== Segment start ==

PR #429, opened 2023-09-29
chore(config): adjust liveness default values

Alex-Izquierdo:
Adjust values for liveness check as we discussed and agreed. It also changes how the the timeout is set. Timeout would have unexpected outcomes if is lower than the liveness check. The timeout is the time that we wait for the last expected liveness check, so it should be sum to that value.


bzwei:
We need to more thoroughly test this new setting. Together with #410, we want to reconnect first as much as possible if the service was interrupt for a long time for upgrade for example.Also we may want to first implement a pure heartbeat without stats at the ansible-rulebook side as agreed.

PR #430, opened 2023-10-02
(chore) Add api fallback exception handler.

jshimkus-rh:
Prevents stack trace on unexpected exceptions in deployment. If there is no already extant Response instance and debug is not enabled generates an internal server error Response containing contextual information as to the origin of the exception (what api and parameters were specified).

### DIFF
--- a/tests/integration/api/test_fallback_handler.py
+++ b/tests/integration/api/test_fallback_handler.py
@@ -19,11 +19,8 @@ def raise_exception():
 @mock.patch("aap_eda.api.views.tasks.list_jobs", new=raise_exception)
 def test_debug_unexpected_exception(client: APIClient, settings):
     settings.DEBUG = True
-    try:
+    with pytest.raises(FallbackException):
         client.get(f"{api_url_v1}/tasks/")
-        raise Exception
-    except FallbackException:
-        pass
 
 
 @pytest.mark.django_db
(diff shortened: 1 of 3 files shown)


bzwei (approved):

tests/integration/api/test_fallback_handler.py
```diff
@@ -0,0 +1,34 @@
...
+    settings.DEBUG = True
+    with pytest.raises(FallbackException):
+        client.get(f"{api_url_v1}/tasks/")
+
+
+@pytest.mark.django_db
+@mock.patch("aap_eda.api.views.tasks.list_jobs", new=raise_exception)
+def test_non_debug_unexpected_exception(client: APIClient, settings):
+    settings.DEBUG = False
+    response = client.get(f"{api_url_v1}/tasks/")
```
Alex-Izquierdo, line 30: Can you use a different endpoint for the test? This endpoint is not used at all and is going to be removed.

Alex-Izquierdo (approved):

tests/integration/api/test_fallback_handler.py
jshimkus-rh: Switched to 'projects'.

Alex-Izquierdo (approved):

bzwei (approved):

PR #446, opened 2023-10-20
Arbitrate queued activation requests

bzwei:
If multiple requests have been queued for an activation we don't have to execute them one by one. The arbitrate logic consolidates them base on the sequence only, regardless of the current status of the activation. Many of the consolidations may not actually happen because the view already has validation based on the current status. Furthermore the manager has validations too before the request is actually executed.

### DIFF
--- a/src/aap_eda/tasks/activation_request_queue.py
+++ b/src/aap_eda/tasks/activation_request_queue.py
@@ -23,9 +23,10 @@ def push(activation_id: int, request: ActivationRequest) -> None:
 
 
 def peek_all(activation_id: int) -> list[ActivationRequestQueue]:
-    return ActivationRequestQueue.objects.filter(
+    requests = ActivationRequestQueue.objects.filter(
         activation_id=activation_id
     ).all()
+    return _arbitrate(requests)
 
 
 def pop_until(activation_id: int, queue_id: int) -> None:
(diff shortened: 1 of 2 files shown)


tests/integration/tasks/test_activation_request_queue.py
```diff
@@ -42,19 +42,79 @@ def init_activations():
...
+        {
+            "queued": [
+                ActivationRequest.RESTART,
+                ActivationRequest.STOP,
+                ActivationRequest.START,
+            ],
+            "dequeued": [
+                ActivationRequest.STOP,
+                ActivationRequest.START,
+            ],
```
Alex-Izquierdo, line 98: I think in this case should be contrary. Restart is stop+start, so the dequeued output should be restart, why schedule a stop and later a start when we can do both in the same verb manager.restart()

src/aap_eda/tasks/activation_request_queue.py
```diff
@@ -39,3 +40,50 @@ def list_activations() -> list[int]:
...
+def _arbitrate(
+    requests: list[ActivationRequestQueue],
+) -> list[ActivationRequestQueue]:
+    if len(requests) < 2:
+        return requests
+
+    ref_request = None
+    qualified_requests = []
+    starts = [ActivationRequest.START, ActivationRequest.RESTART]
+    for request in requests:
```
Alex-Izquierdo, line 54: Suggestion:

src/aap_eda/tasks/activation_request_queue.py
```diff
@@ -23,9 +23,10 @@ def push(activation_id: int, request: ActivationRequest) -> None:
 
 
 def peek_all(activation_id: int) -> list[ActivationRequestQueue]:
-    return ActivationRequestQueue.objects.filter(
+    requests = ActivationRequestQueue.objects.filter(
         activation_id=activation_id
     ).all()
+    return _arbitrate(requests)
```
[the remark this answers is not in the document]
bzwei: Per our discussion, at this moment we don't need a very fancy arbitrator. We can refactor it if we really have such need.

tests/integration/tasks/test_activation_request_queue.py
bzwei: Per our discussion there will no RESTART, STOP, START combination in real.

PR #458, opened 2023-10-24
refactor: change exceptions in K8S

hsong-rh:


src/aap_eda/services/activation/engine/kubernetes.py
```diff
@@ -419,90 +472,47 @@ def _wait_for_pod_to_start(self) -> ActivationStatus:
                             exit_code = statuses[0].state.terminated.exit_code
                             reason = statuses[0].state.terminated.reason
                             if exit_code in SUCCESSFUL_EXIT_CODES:
-                                raise DeactivationException(
-                                    f"Container exited with code {exit_code}"
-                                )
+                                # Failed is due to deactivation removed the pod
+                                status = ActivationStatus.STOPPED
```
Alex-Izquierdo, line 476: Podman is returning COMPLETED, we should be aligned on this to catch from the manager always the same status for a succesful exit code.

Alex-Izquierdo: We need to document the mapping of activation status to container status.

hsong-rh: Yeah, here we need more tests. When the pod stopped with `Failed` status and its exit code was in `SUCCESSFUL_EXIT_CODES`, the previous logic means the pod was removed by `disable` or `delete`. Its status is marked as `STOPPED`

PR #468, opened 2023-10-26
chore: ensure rq workers use our custom classes

Alex-Izquierdo:
rqworker cli overrides the params with defaults at the worker initialization preventing to use our extended ones.

### DIFF
--- a/src/aap_eda/core/tasking/__init__.py
+++ b/src/aap_eda/core/tasking/__init__.py
@@ -119,12 +119,9 @@ class DefaultWorker(_Worker):
         prepare_for_work: bool = True,
         serializer: Optional[SerializerProtocol] = None,
     ):
-        if job_class is None:
-            job_class = Job
-        if queue_class is None:
-            queue_class = Queue
-        if serializer is None:
-            serializer = JSONSerializer
+        job_class = Job
+        queue_class = Queue
+        serializer = JSONSerializer
 
         super().__init__(
             queues,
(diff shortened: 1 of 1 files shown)


hsong-rh (approved):

src/aap_eda/core/tasking/__init__.py
```diff
@@ -119,12 +119,9 @@ def __init__(
...
     ):
-        if job_class is None:
-            job_class = Job
-        if queue_class is None:
-            queue_class = Queue
-        if serializer is None:
-            serializer = JSONSerializer
+        job_class = Job
+        queue_class = Queue
+        serializer = JSONSerializer
```
jshimkus-rh, line 124: If these instantiation parameters are non-functional they should be eliminated from the __init__.   Doing so, however, could be an issue if the rq code instantiates using positional, rather than named, args (or does introspection on __init__'s signature).

Still, it should be checked if they can be eliminated.

jshimkus-rh: Comment applies to both specific worker classes.

jshimkus-rh: This implies, for compatibility under the assumption of keyword parameters, that the specific classes would need a **kwargs parameter and that this would need to be checked for job_class, queue_class and serializer and have those removed before invoking super's __init__.

That's not a stellar situation either, but it allows us to be more clear on what our classes do/don't accept at instantiation.

Alex-Izquierdo: You are right. I took the short path. `queues` is positional, rest are named.  Anyway, after further investigation, we don't need it, because django_rq takes our default values from the defined ones in the settings, so I think it is fine as it.

Alex-Izquierdo:
All these params are inyected by django_rq from the settings, so we don't really need this change.

PR #469, opened 2023-10-26
refactor: fix status when activation is completed, disabled or restarted

hsong-rh:


src/aap_eda/services/activation/manager.py
```diff
@@ -507,7 +494,7 @@ def _failed_policy(self):
         ):
             LOGGER.info(
                 f"Activation id: {self.db_instance.id} "
-                f"Restart policy is set to {self.db_instance.restart_policy}. ",
+                f"Restart policy is set to {self.db_instance.restart_policy}. "
                 "Has reached the maximum number of restarts. ",
             )
```
jshimkus-rh, line 499: Adding a definitive statement the activation failed to start is preferable to leaving the user to have to infer it (regardless of how "obvious" such an inference would be).

src/aap_eda/services/activation/manager.py
```diff
@@ -163,25 +163,31 @@ def _check_start_prerequirements(self) -> None:
...
 
         # serializator checks (dependent activation objects)
         is_valid, error = is_activation_valid(self.db_instance)
         if not is_valid:
-            msg = f"Activation {self.db_instance.id} can not be started. "
-            f"Reason: {error}"
+            msg = (
+                f"Activation {self.db_instance.id} can not be started. "
+                f"Reason: {error}"
+            )
```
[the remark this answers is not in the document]
hsong-rh: Agree, these formats mostly are caused by max line length linting.

src/aap_eda/services/activation/manager.py
hsong-rh: Agree

PR #475, opened 2023-11-01
Take over OS env variables in the GitExecutor

robinvalk:
With the current setup the GitExecutor does NOT take over the OS environment variables. Because of this it fails to pull the configured SCM URL as it doesn't take into account the http_proxy settings from in the environment variables.

This PR makes sure the GitExecutor runs with the same environment variables as the main process.

### DIFF
--- a/src/aap_eda/services/project/git.py
+++ b/src/aap_eda/services/project/git.py
@@ -144,9 +144,8 @@ class GitRepository:
 
 class GitExecutor:
     DEFAULT_TIMEOUT: Final = 30
-    ENVIRON: dict = {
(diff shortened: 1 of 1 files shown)


Alex-Izquierdo:
Hello @robinvalk We really appreciate your contribution but the current implementation was done on purpose to keep the control over the environment and prevent potential side effects. In other words, passing through the whole environment to the command is more like using a sledgehammer to crack a nut. 

The real solution to this issue should be support directly an optional http_proxy for projects and inject the respective environment variables or modify the git configuration accordingly. We already have a request feature for this and we will eventually implement it. Would you be interested in implementing this feature yourself?

PR #479, opened 2023-11-02
chore: remove --check flag for isort and black

Alex-Izquierdo:
formatters executed by pre-commit don't need to just advise to fix the issues manually. Let's do it at the same time.


Dostonbek1 (approved):
LGTM. Do we need to include pre-commit hooks changes in this PR as well?

Alex-Izquierdo:
@Dostonbek1 pre-commit runs task.

hsong-rh (approved):

PR #490, opened 2023-11-06
feat: implement system pull policy setting

Alex-Izquierdo:


mkanoor (approved):

src/aap_eda/services/activation/engine/podman.py
```diff
@@ -101,7 +101,9 @@ def start(self, request: ContainerRequest, log_handler: LogHandler) -> str:
             self._set_auth_json_file()
             self._login(request)
             LOGGER.info(f"Image URL is {request.image_url}")
-            self._pull_image(request, log_handler)
+            # TODO: implement IfNotPresent policy
```
mkanoor, line 104: @Alex-Izquierdo 
```
   def _image_exists(self, image_url:str) -> bool:
        for image in self.client.images.list():
               if image_url in image.tags:
                    return True
       return False
    ```

Alex-Izquierdo: Added the rest. Please, review @mkanoor

mkanoor (approved):

PR #492, opened 2023-11-07
[AAP-18000] chore: change validation errors format

hsong-rh:
The second `errors` is changed to `field_errors`. Now the validation error looks like:
```
{
  "errors": {
       "field_errors": "No controller token specified"   
  }
}
```

Resolves [AAP-18000](https://issues.redhat.com/browse/AAP-18000)


Alex-Izquierdo (approved):
LGTM but why are you renaming the key?

hsong-rh:
> LGTM but why are you renaming the key?

We thought `non_field_errors` was too confusing to the end users.

mkanoor (approved):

== Segment end ==

Copy every line of the material above in which the string "side" can be found.

**EXERCISE RESULT:**
We need to more thoroughly test this new setting. Together with #410, we want to reconnect first as much as possible if the service was interrupt for a long time for upgrade for example.Also we may want to first implement a pure heartbeat without stats at the ansible-rulebook side as agreed.
Hello @robinvalk We really appreciate your contribution but the current implementation was done on purpose to keep the control over the environment and prevent potential side effects. In other words, passing through the whole environment to the command is more like using a sledgehammer to crack a nut. 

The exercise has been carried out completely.